78. The electrophoresis chip of claim 69, wherein the housing comprises a top cap, a bottom cap, and a cavity interposed between the top cap and the bottom cap, the cavity defining the microchannel in the housing.

79. An electrophoresis biochip for use in detecting hemoglobin variants, comprising:

a housing that includes a microchannel that extends through a portion of the housing, the microchannel containing a sieving medium;

means for introducing a blood sample to the microchannel and sieving medium;

a first electrode and a second electrode for generating an electric field along a length of the sieving medium, wherein the generated electric field induces migration and separation of hemoglobin variants in a blood sample introduced into the opening, a portion of the housing being optically transparent for visualizing the migrated and separated hemoglobin variants.

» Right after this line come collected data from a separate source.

PR #851, opened 2016-09-08
Gambling and YTP precision

ghost:
gambling.js
- As function randRange is working correctly now, range could be set from 1 to 100. Otherwise with (0,100) it has 101 possible outcomes. While it has 100 possible outcomes, you can set winning range from 51-100 and have exactly 50% chance to win. (1-50 and 51-100)

youtubePlayer.js
- For example actual “!nextsong next 2” shows songs in range 1-2 but real programming range starts from 0. So it skips one song. Solution is to decrease minRange by 1 and then create output. It would not be fine to show song’s number 0 so there is “showRange” variable which adds 1 to actual “code range” (the one starting with 0)

### DIFF
--- a/javascript-source/games/gambling.js
+++ b/javascript-source/games/gambling.js
@@ -34,7 +34,7 @@
 			return;
 		}
 
-		if (range < winRange) {
+		if (range <= winRange) {
 			$.inidb.decr('points', sender, amount);
 			$.say($.lang.get('gambling.lost', $.resolveRank(sender), range, $.getPointsString(amount), $.getPointsString($.getUserPoints(sender))));
 		} else {
--- a/javascript-source/games/gambling.js
+++ b/javascript-source/games/gambling.js
@@ -17,7 +17,7 @@
 	function gamble(sender, amount) {
 		var winnings = 0,
 		    winSpot = 0,
-		    range = $.randRange(0, 100);
+		    range = $.randRange(1, 100);
 
 		if ($.getUserPoints(sender) < amount) {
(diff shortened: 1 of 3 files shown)


BrandenB:
Is this fully tested?

ghost:
Yes, I keep using both of these changes.

IllusionaryOne:
Have the latest changes been tested?  Can you provide sample output from the Console/Chat?

Adjusting minRange to 0 seems fine.

ghost:
Here is the sample. http://i.imgur.com/fgR6aeX.png
When minimal range is 0, it rolls exactly 101 numbers (0-100). When minRange is 1, it rolls from 1 to 100 and there can be 50% chance on winning when gamble win range is set to 50. On the sample, I tested it on 60 and all interval values are there screenshoted. That's about gambling system.

To YoutubePlayer file edit-> http://i.imgur.com/CUWV1WK.png
Top part is actual files, the bottom part is with my fix.
In green rectangle I requested 3 songs, but after using command "!nextsong next 5" in the yellow part it shows only song#2 as 1st and song#3 as 2nd song.
Command in blue rectangle "!nextsong" shows correctly song#1 in songrequest playlist.
Next two commands shows song numbers as it is in coding language. So 1st song is #0 and 2nd song is #1. So actually you need to do "!nextsong list 0-5" to show "!nextsong" too. If you do "!nextsong list 1-5" it will skip the 1st song in SongRequest playlist.
After fixing this, comand "nextsong next 5" shows correctly next 5 songs.
- Command "!nextsong list 1-5" shows correctly songs too. Command "!nextsong list 0-5" says "No songs found in that range." but nobody is going to search the list from 0.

80. The electrophoresis biochip of claim 79, further comprising a portable, computer interfaceable imaging system for visualizing and quantifying hemoglobin variant migration along the sieving medium.

81. The electrophoresis biochip of claim 80, wherein the portable, computer interfaceable imaging system includes a camera that is used to image hemoglobin variant migration and a software application that recognizes and quantifies the hemoglobin band types and/or density to make a screening decision or diagnosis.

82. The electrophoresis biochip of claim 81, the housing including an optically clear area for visualizing the sieving medium and hemoglobin variant migration.

83. The electrophoresis biochip of claim 79, wherein the sieving medium comprises cellulose acetate paper that is saturated with an alkaline buffer solution.